Stored data:
----------

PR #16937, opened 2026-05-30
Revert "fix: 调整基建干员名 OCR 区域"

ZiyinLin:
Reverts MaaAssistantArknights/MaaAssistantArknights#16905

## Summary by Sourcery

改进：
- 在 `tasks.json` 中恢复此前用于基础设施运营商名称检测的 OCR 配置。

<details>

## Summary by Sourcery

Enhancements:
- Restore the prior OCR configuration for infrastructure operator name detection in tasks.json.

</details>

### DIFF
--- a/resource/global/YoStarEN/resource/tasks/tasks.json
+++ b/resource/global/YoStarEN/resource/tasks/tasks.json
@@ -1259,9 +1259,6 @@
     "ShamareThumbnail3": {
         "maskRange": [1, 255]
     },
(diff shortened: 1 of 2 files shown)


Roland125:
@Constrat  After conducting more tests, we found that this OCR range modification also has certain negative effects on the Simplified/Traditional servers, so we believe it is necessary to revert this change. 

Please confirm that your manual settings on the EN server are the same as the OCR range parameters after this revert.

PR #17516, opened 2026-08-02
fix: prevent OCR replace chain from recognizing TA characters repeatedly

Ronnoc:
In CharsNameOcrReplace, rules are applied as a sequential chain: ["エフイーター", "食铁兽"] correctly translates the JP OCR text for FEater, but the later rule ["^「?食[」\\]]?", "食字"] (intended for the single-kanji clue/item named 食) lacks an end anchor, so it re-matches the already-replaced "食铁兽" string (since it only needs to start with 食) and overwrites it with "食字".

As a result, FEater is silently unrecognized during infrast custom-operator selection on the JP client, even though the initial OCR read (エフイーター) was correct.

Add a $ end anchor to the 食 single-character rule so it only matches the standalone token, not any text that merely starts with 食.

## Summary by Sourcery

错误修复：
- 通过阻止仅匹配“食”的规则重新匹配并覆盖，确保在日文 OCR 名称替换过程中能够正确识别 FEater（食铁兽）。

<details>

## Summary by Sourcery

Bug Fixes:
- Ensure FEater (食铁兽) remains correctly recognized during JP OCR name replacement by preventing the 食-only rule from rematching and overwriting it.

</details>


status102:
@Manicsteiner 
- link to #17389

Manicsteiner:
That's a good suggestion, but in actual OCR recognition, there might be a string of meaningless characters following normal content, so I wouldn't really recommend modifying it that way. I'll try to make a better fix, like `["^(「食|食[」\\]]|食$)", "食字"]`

----------

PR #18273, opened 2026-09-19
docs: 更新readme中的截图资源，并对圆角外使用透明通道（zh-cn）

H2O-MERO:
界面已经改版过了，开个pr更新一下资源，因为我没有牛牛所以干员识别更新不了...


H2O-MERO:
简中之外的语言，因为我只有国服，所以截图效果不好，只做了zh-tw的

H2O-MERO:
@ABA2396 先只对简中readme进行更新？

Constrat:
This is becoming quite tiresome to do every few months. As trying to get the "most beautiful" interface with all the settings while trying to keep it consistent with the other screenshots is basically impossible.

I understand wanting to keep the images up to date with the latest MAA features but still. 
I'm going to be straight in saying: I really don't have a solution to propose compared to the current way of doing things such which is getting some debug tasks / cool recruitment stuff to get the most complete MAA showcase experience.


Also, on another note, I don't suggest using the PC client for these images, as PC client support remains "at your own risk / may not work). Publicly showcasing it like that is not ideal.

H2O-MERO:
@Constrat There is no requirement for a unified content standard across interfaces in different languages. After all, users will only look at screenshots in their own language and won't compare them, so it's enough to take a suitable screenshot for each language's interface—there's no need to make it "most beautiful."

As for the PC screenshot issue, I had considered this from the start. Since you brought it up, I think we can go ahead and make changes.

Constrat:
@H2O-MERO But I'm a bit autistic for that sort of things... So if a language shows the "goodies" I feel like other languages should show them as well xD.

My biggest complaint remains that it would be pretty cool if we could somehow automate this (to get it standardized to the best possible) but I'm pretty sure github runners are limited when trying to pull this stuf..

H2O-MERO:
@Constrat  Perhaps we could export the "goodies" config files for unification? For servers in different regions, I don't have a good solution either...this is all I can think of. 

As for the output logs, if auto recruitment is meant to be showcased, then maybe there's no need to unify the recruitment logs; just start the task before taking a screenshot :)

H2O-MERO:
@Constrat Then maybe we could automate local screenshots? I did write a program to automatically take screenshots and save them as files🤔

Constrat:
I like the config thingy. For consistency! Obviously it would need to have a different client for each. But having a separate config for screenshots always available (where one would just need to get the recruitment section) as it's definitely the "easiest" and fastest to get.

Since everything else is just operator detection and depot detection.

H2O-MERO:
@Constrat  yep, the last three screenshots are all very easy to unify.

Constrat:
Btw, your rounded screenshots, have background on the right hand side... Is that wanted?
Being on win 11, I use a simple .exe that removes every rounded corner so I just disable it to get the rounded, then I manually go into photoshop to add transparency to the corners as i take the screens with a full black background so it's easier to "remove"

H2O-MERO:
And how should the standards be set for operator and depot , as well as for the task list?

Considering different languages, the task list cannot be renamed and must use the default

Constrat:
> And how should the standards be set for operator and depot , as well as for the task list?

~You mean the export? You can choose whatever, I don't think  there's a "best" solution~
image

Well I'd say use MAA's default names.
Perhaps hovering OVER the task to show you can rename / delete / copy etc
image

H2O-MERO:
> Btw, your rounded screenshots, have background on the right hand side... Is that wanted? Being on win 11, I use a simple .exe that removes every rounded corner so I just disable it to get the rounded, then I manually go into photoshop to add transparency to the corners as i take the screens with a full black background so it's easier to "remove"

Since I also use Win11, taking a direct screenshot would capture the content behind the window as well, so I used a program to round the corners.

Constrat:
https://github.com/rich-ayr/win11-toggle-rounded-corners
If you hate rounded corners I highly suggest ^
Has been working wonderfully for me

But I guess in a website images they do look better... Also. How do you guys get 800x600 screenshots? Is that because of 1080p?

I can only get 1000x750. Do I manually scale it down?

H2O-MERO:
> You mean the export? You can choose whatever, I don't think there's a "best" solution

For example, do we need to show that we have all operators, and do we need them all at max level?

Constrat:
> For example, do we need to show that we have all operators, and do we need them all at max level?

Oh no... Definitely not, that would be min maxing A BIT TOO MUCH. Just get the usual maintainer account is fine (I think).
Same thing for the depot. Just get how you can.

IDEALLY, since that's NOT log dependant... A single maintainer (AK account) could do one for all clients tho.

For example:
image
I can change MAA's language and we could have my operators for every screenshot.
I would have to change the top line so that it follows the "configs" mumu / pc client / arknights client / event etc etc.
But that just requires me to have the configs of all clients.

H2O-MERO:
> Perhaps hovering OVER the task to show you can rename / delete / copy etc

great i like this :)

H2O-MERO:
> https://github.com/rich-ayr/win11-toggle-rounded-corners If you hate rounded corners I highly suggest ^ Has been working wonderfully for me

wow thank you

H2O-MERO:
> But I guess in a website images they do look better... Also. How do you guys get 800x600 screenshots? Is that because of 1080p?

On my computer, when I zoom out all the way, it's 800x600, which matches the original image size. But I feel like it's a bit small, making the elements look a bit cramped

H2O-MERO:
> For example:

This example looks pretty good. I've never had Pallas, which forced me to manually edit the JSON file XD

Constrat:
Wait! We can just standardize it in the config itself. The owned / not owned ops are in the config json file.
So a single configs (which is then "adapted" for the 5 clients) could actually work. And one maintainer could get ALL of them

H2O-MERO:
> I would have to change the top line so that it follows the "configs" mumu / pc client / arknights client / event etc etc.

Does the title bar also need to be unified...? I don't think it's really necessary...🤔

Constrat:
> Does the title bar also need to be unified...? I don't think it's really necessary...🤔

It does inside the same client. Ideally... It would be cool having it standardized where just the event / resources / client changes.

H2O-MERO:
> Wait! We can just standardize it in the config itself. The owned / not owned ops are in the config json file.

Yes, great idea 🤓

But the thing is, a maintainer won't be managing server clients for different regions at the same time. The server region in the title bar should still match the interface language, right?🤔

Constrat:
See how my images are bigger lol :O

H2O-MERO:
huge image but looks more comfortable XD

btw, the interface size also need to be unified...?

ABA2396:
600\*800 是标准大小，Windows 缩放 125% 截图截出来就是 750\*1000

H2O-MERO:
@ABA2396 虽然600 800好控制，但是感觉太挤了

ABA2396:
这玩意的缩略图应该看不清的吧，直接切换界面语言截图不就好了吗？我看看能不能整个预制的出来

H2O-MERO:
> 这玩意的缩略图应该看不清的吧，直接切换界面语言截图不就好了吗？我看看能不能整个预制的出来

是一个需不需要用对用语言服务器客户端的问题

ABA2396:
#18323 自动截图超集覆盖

----------

* _WHAT NEEDS TO BE DONE_
When a line among the entries contains "taking", pull that line out.

* _THE ANSWER_
As for the output logs, if auto recruitment is meant to be showcased, then maybe there's no need to unify the recruitment logs; just start the task before taking a screenshot :)
Since I also use Win11, taking a direct screenshot would capture the content behind the window as well, so I used a program to round the corners.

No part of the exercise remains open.